Content starts

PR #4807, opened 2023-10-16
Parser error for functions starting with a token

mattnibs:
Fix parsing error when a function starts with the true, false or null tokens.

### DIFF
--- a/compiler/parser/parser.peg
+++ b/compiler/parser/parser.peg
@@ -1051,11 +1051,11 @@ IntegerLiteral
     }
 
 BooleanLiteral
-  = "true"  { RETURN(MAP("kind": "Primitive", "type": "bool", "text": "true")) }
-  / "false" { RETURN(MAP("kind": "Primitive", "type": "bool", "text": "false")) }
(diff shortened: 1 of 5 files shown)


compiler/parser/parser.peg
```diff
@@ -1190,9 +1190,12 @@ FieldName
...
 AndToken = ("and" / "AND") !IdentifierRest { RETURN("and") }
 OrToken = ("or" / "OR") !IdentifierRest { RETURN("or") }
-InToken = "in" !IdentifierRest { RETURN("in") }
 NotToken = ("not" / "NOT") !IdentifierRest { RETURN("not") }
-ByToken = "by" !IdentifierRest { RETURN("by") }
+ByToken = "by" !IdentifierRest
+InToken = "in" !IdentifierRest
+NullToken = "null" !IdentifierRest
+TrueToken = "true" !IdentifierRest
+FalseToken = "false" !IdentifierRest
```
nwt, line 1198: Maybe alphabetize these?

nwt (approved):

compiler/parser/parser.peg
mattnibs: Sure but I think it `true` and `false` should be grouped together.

Content ends

### [EXERCISE REQUIREMENTS]
While keeping every line the same, please copy out all the records.

### [SOLUTION FOR THIS EXERCISE]
PR #4807, opened 2023-10-16
Parser error for functions starting with a token

mattnibs:
Fix parsing error when a function starts with the true, false or null tokens.

### DIFF
--- a/compiler/parser/parser.peg
+++ b/compiler/parser/parser.peg
@@ -1051,11 +1051,11 @@ IntegerLiteral
     }
 
 BooleanLiteral
-  = "true"  { RETURN(MAP("kind": "Primitive", "type": "bool", "text": "true")) }
-  / "false" { RETURN(MAP("kind": "Primitive", "type": "bool", "text": "false")) }
(diff shortened: 1 of 5 files shown)


compiler/parser/parser.peg
```diff
@@ -1190,9 +1190,12 @@ FieldName
...
 AndToken = ("and" / "AND") !IdentifierRest { RETURN("and") }
 OrToken = ("or" / "OR") !IdentifierRest { RETURN("or") }
-InToken = "in" !IdentifierRest { RETURN("in") }
 NotToken = ("not" / "NOT") !IdentifierRest { RETURN("not") }
-ByToken = "by" !IdentifierRest { RETURN("by") }
+ByToken = "by" !IdentifierRest
+InToken = "in" !IdentifierRest
+NullToken = "null" !IdentifierRest
+TrueToken = "true" !IdentifierRest
+FalseToken = "false" !IdentifierRest
```
nwt, line 1198: Maybe alphabetize these?

nwt (approved):

compiler/parser/parser.peg
mattnibs: Sure but I think it `true` and `false` should be grouped together.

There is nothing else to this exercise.